The realism of situation theory
The realism of situation theory is not a naive realism in this sense that through the concept of ‘attunement’ it incorporates an element that represents a more Kantian perspective. But it is limited: for within the sphere of real situations there is also the distinction being made between states of affairs and courses of events. The difference between these two types of ontological entities is supposed to reside in the role that time plays. And that means that time is interpreted in a purely realistic fashion. There is no room for ideality of time. In connection with this the question arises how such a realistic interpretation of time is related to the classification of localities, which include time, as uniformities.

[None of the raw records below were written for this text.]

PR #2168, opened 2023-10-30
chore(networking): lower dhigh to limit amplification factor

alrevuelta:
This PR lowers gossipsub's `Dhigh` value so that nodes have a more predictable amplification factor (in terms of bandwidth). Before `4 to 12` now `4 to 8`.

Used [this tool](https://github.com/waku-org/research/tree/master/rln-delay-simulations) to run simulations using 1000 nodes and propagation time should not be affected, since average `D` in the network stays the same.

**before**: mean of D among 1000 randomly connected nodes 6.129. Message latency average 509 ms (8991 samples).
```
Statistics. mean=6.129 max=12 min=4
Statistics. mean=509.4595706817929 max=695 min=263
```

**after this PR**: mean of D among 1000 randomly connected nodes 6.124. Message latency average 506 ms  (8991 samples). But with the main difference that max D is `8` instead of `12`.
```
Statistics. mean=6.124 max=8 min=4
Statistics. mean=506.74274274274273 max=677 min=263
```

In other words, it shouldn't affect the network performance, but it will decrease bandwidth consumption in some nodes by around 30% (12 -> 8)

**note**: In the future we may want to lower both Dlow/Dhigh even more, to limit bandwidth consumption, or at least to some "profiles". But this indeed has an impact in propagation delay. More https://github.com/waku-org/research/issues/44

### DIFF
--- a/waku/waku_relay/protocol.nim
+++ b/waku/waku_relay/protocol.nim
@@ -72,7 +72,7 @@ const GossipsubParameters = GossipSubParams(
 
     d: 6,
     dLow: 4,
-    dHigh: 12,
+    dHigh: 8,
     dScore: 6,
     dOut: 3,
     dLazy: 6,
@@ -174,8 +174,8 @@ proc new*(T: type WakuRelay, switch: Switch): WakuRelayResult[T] =
 
   return ok(w)
 
-proc addValidator*(w: WakuRelay, 
-                   topic: varargs[string], 
+proc addValidator*(w: WakuRelay,
+                   topic: varargs[string],
                    handler: WakuValidatorHandler) {.gcsafe.} =
   for t in topic:
     w.wakuValidators.mgetOrPut(t, @[]).add(handler)
@@ -196,7 +196,7 @@ proc subscribedTopics*(w: WakuRelay): seq[PubsubTopic] =
 
 proc generateOrderedValidator*(w: WakuRelay): auto {.gcsafe.} =
   # rejects messages that are not WakuMessage
-  let wrappedValidator = proc(pubsubTopic: string, 
+  let wrappedValidator = proc(pubsubTopic: string,
                               message: messages.Message): Future[ValidationResult] {.async.} =
     # can be optimized by checking if the message is a WakuMessage without allocating memory
     # see nim-libp2p protobuf library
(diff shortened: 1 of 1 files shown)


SionoiS:
I'm a bit uneasy about this change. I feel like the intent of `d` is more than just amplification, it protect mesh connectivity from degrading too much (also protect from eclipse attack).

What is the relation between churn rate and propagation time and what about message loss rate?

SionoiS (approved):

jm-clius (approved):
LGTM.

alrevuelta:
> I'm a bit uneasy about this change. I feel like the intent of d is more than just amplification, it protect mesh connectivity from degrading too much (also protect from eclipse attack). What is the relation between; churn rate, propagation time and message loss rate?

Note that Dlow and D have not changed, and in the simulations reported above, I can verify that the average D in the network stays the same. So I would say there is no impact, or at least not significant. The main difference is that before there were on average 12-6=6 "mesh slots" per node and now 8-6=2. Guess this affects new joiners, but as long as it is > 0, we should be okay.

I would feel uneasy about going as low as in https://github.com/waku-org/research/issues/44, but the change of this PR is quite convervative.

SionoiS:
> Note that Dlow and D have not changed, and in the simulations reported above, I can verify that the average D in the network stays the same. So I would say there is no impact, or at least not significant. The main difference is that before there were on average 12-6=6 "mesh slots" per node and now 8-6=2. Guess this affects new joiners, but as long as it is > 0, we should be okay.
> 
> I would feel uneasy about going as low as in [waku-org/research#44](https://github.com/waku-org/research/issues/44), but the change of this PR is quite convervative.

Perfect! Thanks.

alrevuelta:
Interesting to see the effect of this live at: simulator.waku.org. Seems that D changes a bit more in some nodes. It stays within the expected values but is worth noting.
image

jm-clius:
> Seems that D changes a bit more in some nodes

This seems strange and I have no immediate hypothesis about why this might happen. The worry would be that more churn = more bandwidth (due to control messages) which may diminish the gains we get from a lower D.

alrevuelta:
> Seems that D changes a bit more in some nodes

image

It looks like it was temporal, unsure why though. Right now the behavior seems like it should. Will monitor just in case.

jm-clius:
Ah, much better 😌

PR #2323, opened 2023-12-29
chore: ip colocation is parameterizable. If set to 0, it is disabled

Ivansete-status:
## Description
The "ip colocation" concept refers to the maximum allowed peers from the same IP address. We allow disable this limit when the node works behing a reverse proxy.

## How to test

1. Run one node with `ip-colocation-limit` set to 0.
2. The node set in 1. can accept multiple connections from nodes run locally (127.0.0.1)

---

1. Run one node with `ip-colocation-limit` set to 2.
2. The node set in 1. only accepts two peers from 127.0.0.1.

Truth values (polarities) do not have an ontological counterpart in real situations. (This is another point of resemblance between situation theory and the ontology of the Tractatus, cf.: ‘My fundamental thought is that the “logical constants” do not represent.’ (4.0312).) Truth values are instantiations of polarities, and one could also have instantiations such as ‘good – bad’, ‘beautiful – ugly’, and so on. (Aside: Are all instantiations of polarities bi-valent? Probably not.)
How real, in the sense of independent, are situations? Not very much, in view of the fact that they need to be interpret as partial and given that they can only be grasped through the postulated uniformities. For those reasons they run the same risk as the Kantian ‘Dinge-an-sich’: postulated as the substrate of what is knowable but unknowable themselves, there is no doubt that someone will come along and dismiss them as useless postulates.
The localisation of the INVOLVE-relation in the world is innocent realism. But the fact that the definition of a situation-structure includes the demand that these constraints are satisfies shows that they are (also) being used as entities of a higher ontological order.